# Retro Cyclist... need clips for old-school clip/strap pedals



## mml373 (Sep 15, 2018)

Hi. I am getting away from clipless pedals due to a neurological issue that makes them dangerous for me (temporary lack of sensation - I can't always be confident my feet are in clipped pedals and might pop out of them due to lack of control over foot/ankle.) Where can I find clips for traditional toe clip/toe strap pedals?
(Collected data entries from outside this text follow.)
PR #268, opened 2015-12-16
CDI-566 container events explicitly mentioned as synchronous.

tremes:


manovotn:
Sorry to nag like this, but from grammar point of view, I think it  isn't really common to put an adverb after a verb.
E.g.:
"Portable extensions are encouraged to **fire synchronously** an event with ..." 
Wouldn't it be better to use "**to synchronously fire** ..." or "Portable extensions are encouraged to **fire a synchronous event** with ..." 

The way it is now it just seems a bit weird to me (in all three sentences). But then again, sorry to bother with details :)

tremes:
Actually I was thinking about this. I will update it as you suggested.

antoinesd:
Seems good to me

PR #270, opened 2016-01-05
CDI-558 Standardize the Meta-Data builders API (BeanBuilder, etc...)

antoinesd:
CDI-558 Standardize the Meta-Data builders API (BeanBuilder, etc...)

### DIFF
--- a/api/src/main/java/javax/enterprise/inject/spi/AfterBeanDiscovery.java
+++ b/api/src/main/java/javax/enterprise/inject/spi/AfterBeanDiscovery.java
@@ -79,7 +79,7 @@ public interface AfterBeanDiscovery {
      * @throws IllegalStateException if called outside of the observer method invocation
      * @since 2.0
      */
-    public BeanConfigurator<?> addBean();
+    public <T> BeanConfigurator<T> addBean();
 
     /**
      * Fires an event of type {@link javax.enterprise.inject.spi.ProcessObserverMethod} containing the given
@@ -105,7 +105,7 @@ public interface AfterBeanDiscovery {
      * @throws IllegalStateException if called outside of the observer method invocation
      * @since 2.0
      */
-    public ObserverMethodConfigurator<?> addObserverMethod();
+    public <T> ObserverMethodConfigurator<T> addObserverMethod();
 
 
     /**
--- a/api/src/main/java/javax/enterprise/inject/spi/AfterBeanDiscovery.java
+++ b/api/src/main/java/javax/enterprise/inject/spi/AfterBeanDiscovery.java
@@ -17,6 +17,8 @@
 package javax.enterprise.inject.spi;
 
 import javax.enterprise.context.spi.Context;
+import javax.enterprise.inject.spi.builder.BeanConfigurator;
+import javax.enterprise.inject.spi.builder.ObserverMethodConfigurator;
 
 /**
  * <p>
@@ -41,6 +43,7 @@ import javax.enterprise.context.spi.Context;
  * </p>
  * 
  * @author David Allen
+ * @author Antoine Sabot-Durand
  */
 public interface AfterBeanDiscovery {
     /**
@@ -64,6 +67,21 @@ public interface AfterBeanDiscovery {
     public void addBean(Bean<?> bean);
 
     /**
+     *
+     * Obtains a new {@link BeanConfigurator} to configure  a new {@link Bean}  and add it at the end of the observer invocation.
+     * It will then fire an event of type {@link javax.enterprise.inject.spi.ProcessBean} containing the built
+     * {@link javax.enterprise.inject.spi.Bean} from this configuration and then register it with the
+     * container, thereby making it available for injection into other beans.
+     *
+     * Each call returns a new BeanConfigurator.
+     *
+     * @return a non reusable {@link BeanConfigurator} to configure the bean to add
+     * @throws IllegalStateException if called outside of the observer method invocation
+     * @since 2.0
+     */
+    public BeanConfigurator<?> addBean();
+
+    /**
      * Fires an event of type {@link javax.enterprise.inject.spi.ProcessObserverMethod} containing the given
      * {@link javax.enterprise.inject.spi.ObserverMethod} and then registers the
      * {@link javax.enterprise.inject.spi.ObserverMethod} with the container, thereby making it available for event
@@ -73,6 +91,22 @@ public interface AfterBeanDiscovery {
      * @throws IllegalStateException if called outside of the observer method invocation
      */
     public void addObserverMethod(ObserverMethod<?> observerMethod);
+
+    /**
+     * obtains a new {@link ObserverMethodConfigurator} to configure a new {@link ObserverMethod} and add it at the end of the observer invocation.
+     * It will then fire an event of type {@link javax.enterprise.inject.spi.ProcessObserverMethod} containing the built
+     * {@link javax.enterprise.inject.spi.ObserverMethod} from this configuration and then registers the
+     * {@link javax.enterprise.inject.spi.ObserverMethod} with the container, thereby making it available for event
+     * notifications.
+     *
+     * Each call returns a new ObserverMethodConfigurator.
+     *
+     * @return a non reusable {@link ObserverMethodConfigurator} instance
+     * @throws IllegalStateException if called outside of the observer method invocation
+     * @since 2.0
+     */
+    public ObserverMethodConfigurator<?> addObserverMethod();
+
 
     /**
      * Registers a custom {@link javax.enterprise.context.spi.Context} object with the container.
@@ -106,5 +140,4 @@ public interface AfterBeanDiscovery {
      * @since 1.1
      */
     public <T> Iterable<AnnotatedType<T>> getAnnotatedTypes(Class<T> type);
-
 }
--- a/api/src/main/java/javax/enterprise/inject/spi/AfterTypeDiscovery.java
+++ b/api/src/main/java/javax/enterprise/inject/spi/AfterTypeDiscovery.java
@@ -17,6 +17,7 @@
 
 package javax.enterprise.inject.spi;
 
+import javax.enterprise.inject.spi.builder.AnnotatedTypeConfigurator;
 import java.util.List;
 
 /**
@@ -32,6 +33,7 @@ import java.util.List;
  * </p>
  *
  * @author Pete Muir
+ * @author Antoine Sabot-Durand
  * @since 1.1
  */
 public interface AfterTypeDiscovery {
@@ -75,5 +77,33 @@ public interface AfterTypeDiscovery {
      * @throws IllegalStateException if called outside of the observer method invocation
      */
     public void addAnnotatedType(AnnotatedType<?> type, String id);
+
+    /**
+     * <p>
+     * Obtains a new {@link AnnotatedTypeConfigurator} to configure a new {@link javax.enterprise.inject.spi.AnnotatedType} and
+     * add it to the set of types which will be scanned during bean discovery at the end of the observer invocation.
+     * Calling this method multiple times will return a new AnnotatedTypeConfigurator.
+     * </p>
+     *
+     * <p>
+     * This method allows multiple annotated types, based on the same underlying type, to be defined. {@link AnnotatedType}s
+     * discovered by the container use the fully qualified class name of {@link AnnotatedType#getJavaClass()} to identify the
+     * type.
+     * </p>
+     *
+     * <p>
+     * {@link AfterBeanDiscovery#getAnnotatedType(Class, String)} and {@link AfterBeanDiscovery#getAnnotatedTypes(Class)} allows
+     * annotated types to be obtained by identifier.
+     * </p>
+     *
+     * Each call returns a new AnnotatedTypeConfigurator.
+     *
+     *
+     * @param id The id of the annotated type
+     * @return a non reusable {@link AnnotatedTypeConfigurator} to configure the new AnnotatedType
+     * @throws IllegalStateException if called outside of the observer method invocation
+     * @since 2.0
+     */
+    public AnnotatedTypeConfigurator<?> addAnnotatedType(String id);
 
 }
--- a/api/src/main/java/javax/enterprise/inject/spi/AfterTypeDiscovery.java
+++ b/api/src/main/java/javax/enterprise/inject/spi/AfterTypeDiscovery.java
@@ -104,6 +104,6 @@ public interface AfterTypeDiscovery {
      * @throws IllegalStateException if called outside of the observer method invocation
      * @since 2.0
      */
-    public AnnotatedTypeConfigurator<?> addAnnotatedType(String id);
+    public <T> AnnotatedTypeConfigurator<T> addAnnotatedType(String id);
 
 }
--- a/api/src/main/java/javax/enterprise/inject/spi/BeforeBeanDiscovery.java
+++ b/api/src/main/java/javax/enterprise/inject/spi/BeforeBeanDiscovery.java
@@ -198,7 +198,7 @@ public interface BeforeBeanDiscovery {
      * @throws IllegalStateException if called outside of the observer method invocation
      * @since 2.0
      */
-    public AnnotatedTypeConfigurator<?> addAnnotatedType(String id);
+    public <T> AnnotatedTypeConfigurator<T> addAnnotatedType(String id);
 
 
 }
--- a/api/src/main/java/javax/enterprise/inject/spi/BeforeBeanDiscovery.java
+++ b/api/src/main/java/javax/enterprise/inject/spi/BeforeBeanDiscovery.java
@@ -16,13 +16,13 @@
  */
 package javax.enterprise.inject.spi;
 
-import java.lang.annotation.Annotation;
-
 import javax.enterprise.context.NormalScope;
 import javax.enterprise.inject.Stereotype;
+import javax.enterprise.inject.spi.builder.AnnotatedTypeConfigurator;
 import javax.inject.Qualifier;
 import javax.inject.Scope;
 import javax.interceptor.InterceptorBinding;
+import java.lang.annotation.Annotation;
 
 /**
  * <p>
@@ -32,6 +32,7 @@ import javax.interceptor.InterceptorBinding;
  * 
  * @author Pete Muir
  * @author David Allen
+ * @author Antoine Sabot-Durand
  */
 public interface BeforeBeanDiscovery {
     /**
@@ -171,4 +172,33 @@ public interface BeforeBeanDiscovery {
      * @since 1.1
      */
     public void addAnnotatedType(AnnotatedType<?> type, String id);
+
+    /**
+     * <p>
+     * Obtains a new {@link AnnotatedTypeConfigurator} to configure a new {@link javax.enterprise.inject.spi.AnnotatedType} and
+     * add it to the set of types which will be scanned during bean discovery at the end of the observer invocation
+     * </p>
+     *
+     * <p>
+     * This method allows multiple annotated types, based on the same underlying type, to be defined with a builder.
+     * {@link AnnotatedType}s discovered by the container use the fully qualified class name of
+     * {@link AnnotatedType#getJavaClass()} to identify the type.
+     * </p>
+     *
+     * <p>
+     * {@link AfterBeanDiscovery#getAnnotatedType(Class, String)} and {@link AfterBeanDiscovery#getAnnotatedTypes(Class)} allows
+     * annotated types to be obtained by identifier.
+     * </p>
+     *
+     * Each call returns a new AnnotatedTypeConfigurator
+     *
+     *
+     * @param id The id of the annotated type
+     * @return a non reusable {@link AnnotatedTypeConfigurator} to configure the new AnnotatedType
+     * @throws IllegalStateException if called outside of the observer method invocation
+     * @since 2.0
+     */
+    public AnnotatedTypeConfigurator<?> addAnnotatedType(String id);
+
+
 }
--- a/api/src/main/java/javax/enterprise/inject/spi/ProcessAnnotatedType.java
+++ b/api/src/main/java/javax/enterprise/inject/spi/ProcessAnnotatedType.java
@@ -16,6 +16,8 @@
  */
 package javax.enterprise.inject.spi;
 
+import javax.enterprise.inject.spi.builder.AnnotatedTypeConfigurator;
+
 /**
  * <p>
  * The container fires an event of this type for each Java class or interface it discovers in a bean archive, before it reads
@@ -42,6 +44,7 @@ package javax.enterprise.inject.spi;
  * </p>
  * 
  * @author David Allen
+ * @author Antoine Sabot-Durand
  * @see AnnotatedType
  * @param <X> The class being annotated
  */
@@ -62,6 +65,18 @@ public interface ProcessAnnotatedType<X> {
      * @throws IllegalStateException if called outside of the observer method invocation
      */
     public void setAnnotatedType(AnnotatedType<X> type);
+
+    /**
+     * Returns an {@link AnnotatedTypeConfigurator} initialized with the {@link AnnotatedType} processed by this event
+     * to configure a new AnnotatedType that will replace the original one at the end of the observer invocation.
+     *
+     * Each call returns the same AnnotatedTypeConfigurator.
+     *
+     * @return a non reusable {@link AnnotatedTypeConfigurator} to configure the replacing AnnotatedType
+     * @throws IllegalStateException if called outside of the observer method invocation
+     * @since 2.0
+     */
+    public AnnotatedTypeConfigurator<X> configureAnnotatedType();
 
     /**
      * Forces the container to ignore this type.
--- a/api/src/main/java/javax/enterprise/inject/spi/ProcessBeanAttributes.java
+++ b/api/src/main/java/javax/enterprise/inject/spi/ProcessBeanAttributes.java
@@ -18,6 +18,7 @@
 package javax.enterprise.inject.spi;
 
 import javax.enterprise.inject.New;
+import javax.enterprise.inject.spi.builder.BeanAttributesConfigurator;
 
 /**
  * <p>
@@ -33,6 +34,7 @@ import javax.enterprise.inject.New;
  * </p>
  * 
  * @author Pete Muir
+ * @author Antoine Sabot-Durand
  * @param <T> The class of the bean
  * @since 1.1
  */
@@ -58,6 +60,18 @@ public interface ProcessBeanAttributes<T> {
      * @throws IllegalStateException if called outside of the observer method invocation
      */
     public void setBeanAttributes(BeanAttributes<T> beanAttributes);
+
+    /**
+     * returns a {@link BeanAttributesConfigurator} initialized with the {@link BeanAttributes} processed by this event
+     * to configure a new BeanAttributes that will replace the original one at the end of the observer invocation.
+     *
+     * Each call returns the same BeanAttributesConfigurator.
+     *
+     * @return a non reusable {@link BeanAttributesConfigurator} to configure the replacing BeanAttributes
+     * @throws IllegalStateException if called outside of the observer method invocation
+     * @since 2.0
+     */
+    public BeanAttributesConfigurator<T> configureBeanAttributes();
 
     /**
      * Registers a definition error with the container, causing the container to abort deployment after bean discovery is
--- a/api/src/main/java/javax/enterprise/inject/spi/ProcessInjectionPoint.java
+++ b/api/src/main/java/javax/enterprise/inject/spi/ProcessInjectionPoint.java
@@ -17,6 +17,8 @@
 
 package javax.enterprise.inject.spi;
 
+import javax.enterprise.inject.spi.builder.InjectionPointConfigurator;
+
 /**
  * <p>
  * The container fires an event of this type for every injection point of every Java EE component class supporting injection
@@ -36,6 +38,7 @@ package javax.enterprise.inject.spi;
  * 
  * @see InjectionPoint
  * @author Pete Muir
+ * @author Antoine Sabot-Durand
  * @param <X> the declared type of the injection point.
  * @param <T> the bean class of the bean that declares the injectoion point
  */
@@ -54,6 +57,18 @@ public interface ProcessInjectionPoint<T, X> {
      * @throws IllegalStateException if called outside of the observer method invocation
      */
     public void setInjectionPoint(InjectionPoint injectionPoint);
+
+    /**
+     * Returns an {@link InjectionPointConfigurator} initialized with the {@link InjectionPoint} processed by this event
+     * to configure a new InjectionPoint that will replace the original one at the end of the observer invocation.
+     *
+     * Each call returns the same InjectionPointConfigurator
+     *
+     * @return a non reusable {@link InjectionPointConfigurator} to configure the replacing InjectionPoint
+     * @throws IllegalStateException if called outside of the observer method invocation
+     * @since 2.0
+     */
+    public InjectionPointConfigurator configureInjectionPoint();
 
     /**
      * Registers a definition error with the container, causing the container to abort deployment after bean discovery is
--- a/api/src/main/java/javax/enterprise/inject/spi/builder/AnnotatedTypeBuilder.java
+++ b/api/src/main/java/javax/enterprise/inject/spi/builder/AnnotatedTypeBuilder.java
@@ -28,7 +28,7 @@ import javax.enterprise.inject.spi.AnnotatedType;
  *
  * @param <T> the class represented by the AnnotatedType to build
  * @author Antoine Sabot-Durand
- * @see Builders#annotatedType()
+ * @see Builders#annotatedType(Class)
  * @since 2.0
  */
 public interface AnnotatedTypeBuilder<T> {
--- a/api/src/main/java/javax/enterprise/inject/spi/builder/AnnotatedTypeBuilder.java
+++ b/api/src/main/java/javax/enterprise/inject/spi/builder/AnnotatedTypeBuilder.java
@@ -1,0 +1,50 @@
+/*
+ * JBoss, Home of Professional Open Source
+ * Copyright 2016, Red Hat, Inc., and individual contributors
+ * by the @authors tag. See the copyright.txt in the distribution for a
+ * full listing of individual contributors.
+ *
+ * Licensed under the Apache License, Version 2.0 (the "License");
+ * you may not use this file except in compliance with the License.
+ * You may obtain a copy of the License at
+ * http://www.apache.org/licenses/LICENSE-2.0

Thank you.


----------



## robc in wi (Sep 8, 2011)

Bicycle Shoe Cleats for Toeclip Pedals $29.95 at Yellow Jersey

Yellow Jersey is a brick and mortar store in Arlington, WI. The owner is Andy Muzi who owned the Yellow Jersey bike shop in Madison for decades and specializes in steel bike restorations, vintage parts, as well as modern steel like Waterford and Gunnar.


----------



## Oxtox (Aug 16, 2006)

https://www.google.com/search?q=toe...2f7dAhUNUKwKHX-sC9QQ_AUIDigB&biw=1786&bih=949


----------



## 1500SLR (Sep 30, 2018)

Cinelli also makes "Kink" straps for that in between feeling where you just slip your foot into a regular pedal of your choice.


----------



## hfc (Jan 24, 2003)

If there’s is a coordination or sensation issue with your feet, you may find toe clips to be a challenge as entry and exit from the toe clip needs to be a little more precise than a lot of the more forgiving clipless pedal systems. You might consider a simple flat, hard sole bike shoe and the cages alone.


----------



## mml373 (Sep 15, 2018)

Thank you. Good info, and I appreciate the tip.


----------



## mml373 (Sep 15, 2018)

Thank you, hfc. Main concern is popping out of clipless due to what has improved to minor ataxia. I feel more secure with clips/straps. That said, I've been doing OK with my old Time clipless pedals...

Hopefully this neuro stuff will be a distant memory someday not too far from now.


----------